2. I don’t really agree on this one. There are benefits to buying 51% of a successful company. I do agree that it complicates the financials a bit but once you know what you are looking for its fine. The benefits are that they are partnering with the current owners (usually doctors) of these practices that want to cash out a little but still want to work and be involved with and incentivized to work at the practice. They already have relationships with these doctors from their partnership over the O’Regan hemorrhoid treatments that the clinics are using. I think both sides benefit from the 51% deal. The doctors get to get paid out on their hard work from building the practice and enjoy their lives a little more, while still keeping considerable ownership and having a job. CRH gets majority ownership of an already successful practice with a partner they know and work well with. The turnaround on these acquisitions is quick because they already know each other and are using some of CRH’s services. There is not as much of a transition as a 100% take over where the previous owners are leaving and CRH needs to learn everything about the clinics inner workings.
3. Totally agree, healthcare headwinds are horrible right now. I dislike the fact that their revenues can be impacted on any given day by a government decision. This goes for a quite a few sectors. But yes, this is a negative.
Well said on your second point. There could be so much more benefit than cost if executed properly however that being said most of companies out there probably don’t execute properly so cutting things clean (i.e. owning 100%) would make more senses. I am low-balling my bid so if it gets executed, great, if not, it is alright considering there could be further pressure down the road by tax loss sales. I can see a good value on this as a short-mid term trade…

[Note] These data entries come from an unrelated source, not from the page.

PR #626, opened 2018-01-31
Fix issue # 366

feketeimre:
Set the right texture for rendering, otherwise a previously set texture is overwritten.


campagnola:
I wasn't able to reproduce the problem (which is not surprising; opengl drivers have widely inconsistent implementations). However your explanation makes perfect sense, so: merge!
Thanks for all the detail.

PR #631, opened 2018-02-05
Improve Documentation

Billy4195:
Improve documentation by following changes:
* Use bold font in `mouse_interaction.rst`
* Add `pip3` installation method in `installation.rst`
* Add `Graphics Windows` content in API Reference

### DIFF
--- a/doc/source/apireference.rst
+++ b/doc/source/apireference.rst
@@ -9,6 +9,7 @@ Contents:
     config_options
     functions
     graphicsItems/index
+    graphicsWindows/index
     widgets/index
     3dgraphics/index
     colormap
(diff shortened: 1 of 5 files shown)


campagnola:
I am going to merge your style and installation changes (plus more of my own), but will probably reject the `graphicsWindow` docs since I want to deprecate those classes. I wrote those over a decade ago when it was necessary to manually place widgets inside windows; now (and for many years now) you can just call `show()` on a widget and it will make its own window, so the `graphicsWindow` classes have not been necessary for a long time.

Billy4195:
I got it, but the `graphicsWinodw` is widely used in the examples, would you like to provide a sample code to replace `graphicsWindow` class such that I can help to modify the examples.

campagnola:
Good point! The only window class I see in the examples is `GraphicsWindow`, so you could replace
```
win = pg.GraphicsWindow(title="Scatter Plot Symbols")
```
with
```
win = pg.GraphicsLayoutWidget(show=True, title="Scatter Plot Symbols")
```
(note the `title` argument was just added)

PR #633, opened 2018-02-07
Cylinder now generates the correct amount of sides

feketeimre:
Before the first and the last vertex was overlapping.


campagnola:
Thanks!

PR #634, opened 2018-02-16
Replace deprecate class in examples

Billy4195:
Using class GraphicsLayoutWidget to replace the deprecated class GraphicsWindow, cc #631.


campagnola:
Thanks!

PR #641, opened 2018-03-01
SVGExporter: fix axes position and scale

markotoplak:
Fixes problems with non-aligning axes on Qt5 svg exports.  In the output svg, the axes were (individually) scaled for physical/logical ration.

The export still works well in on Qt4. I suspect there were no problems there, because, at least on my machine (Ubuntu 14.04), logical and physical dpis return the same value.

### DIFF
--- a/pyqtgraph/exporters/SVGExporter.py
+++ b/pyqtgraph/exporters/SVGExporter.py
@@ -169,7 +169,7 @@ def _generateItemSvg(item, nodes=None, root=None):
         buf = QtCore.QBuffer(arr)
         svg = QtSvg.QSvgGenerator()
         svg.setOutputDevice(buf)
-        dpi = QtGui.QDesktopWidget().physicalDpiX()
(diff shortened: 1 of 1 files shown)


sem-geologist:
I can't understand the "internal error" on Travis (PyQt4 Python2.7). For me it looks unrelated with this PR. This is important fix, at current state no working Svg export when using PyQt5 is an outstanding major stopper.

campagnola:
@sem-geologist, you are correct that the "internal" Travis errors have nothing to do with this PR. Usually just restarting the job makes the error go away, and I have not yet been able to fix the underlying problem.

campagnola:
Looks good in my tests. Many thanks, @markotoplak! This one has been on my list for a while.

markotoplak:
Thanks, @campagnola. We have been using pyqtgraph for a while and its my pleasure to contribute.

PR #653, opened 2018-03-29
ScatterPlotItem: Fix a GC memory leak due to numpy issue 6581

ales-erjavec:
Accessing ``ScatterPlotItem.points` causes that instance to persist in memory indefinitely

```python
import gc

from PyQt5.QtWidgets import QApplication
from pyqtgraph import ScatterPlotItem

app = QApplication([])

sp = ScatterPlotItem(x=[1, 2], y=[1, 2], data=[42, 43])
sp.points()  # fill in data["items"]

del sp

gc.collect()

print([o for o in gc.get_objects() if isinstance(o, ScatterPlotItem)])
```

The cause is that `data` numpy array with object fields contains reference cycles back to itself (via a SpotItem._plot), but numpy does not support cyclic gc for object arrays ([numpy issue 6581](https://github.com/numpy/numpy/issues/6581)).

Fixed by taking a weak reference to `plot` in `SpotItem`

### DIFF
--- a/pyqtgraph/graphicsItems/ScatterPlotItem.py
+++ b/pyqtgraph/graphicsItems/ScatterPlotItem.py
@@ -857,10 +857,17 @@ class SpotItem(object):
     def __init__(self, data, plot):
         #GraphicsItem.__init__(self, register=False)
         self._data = data
-        self._plot = plot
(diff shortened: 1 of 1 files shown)


campagnola:
Thanks @ales-erjavec!

PR #657, opened 2018-03-30
When a floating Dock window is closed, the dock is now returned home

edbarnard:
When a Dock is floated by double clicking on the label, it pops into a new window. However when that window is closed the dock is closed rather than restored to its original DockArea. This can be a problem especially for Docks that are not supposed to be closed (and have the closable flag False).
This PR places the floated Dock back to its original area upon TempAreaWindow close.


campagnola:
Looks great! Thanks.

PR #660, opened 2018-04-04
Refactor PlotItem.py and test_GraphicsItem.py

Billy4195:
* Remove some outdated comments
* Extract function to reduce the redundancy


campagnola:
Thanks @Billy4195!

PR #684, opened 2018-05-08
update version for new development and PlotDataItem stepMode fix

danielhrisca:
### Version 
PyPI version is 0.10.0 and uses the release code from november 2016, however the documentation (http://www.pyqtgraph.org/documentation/index.html) has the same version but is based on the development branch. This is very confusing (take for example _addMarker_ method of InfiniteLine).

### PlotDataItem fix
If _stepMode_ is True we get an exception in the _addPoints_ method of _ScatterPlotItem_ since X and Y axis length is not the same. The last X point is in this case excluded.

### DIFF
--- a/pyqtgraph/__init__.py
+++ b/pyqtgraph/__init__.py
@@ -4,7 +4,7 @@ PyQtGraph - Scientific Graphics and GUI Library for Python
 www.pyqtgraph.org
 """
 
-__version__ = '0.10.0'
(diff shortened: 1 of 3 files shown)


danielhrisca:
@campagnola 
did you have time to look over this PR?

campagnola:
Thanks @danielhrisca, I have merged your version changes and resolved the scatter plot bug a different way.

I especially liked this blog posting.It is very timely for me as I am transferring to a dividend growth style.
I am doing this because I am nervous of the overvalued market and want the stability provided by dividends.
byw, I have noticed you give valuable information about your research on the “don’t fuck with Donville” site.
Why don’t you do that at your own site?
Cheers.W.
Dividend growth style is pretty good as long as you stick to higher quality, less resource oriented and established dividend aristocrats that have many super products.
Haha Penetrator’s site is one of my favorites so I don’t mind providing my inputs for his blog success. Thanks for your recognition though! Cheers buddy! Come often and hang out!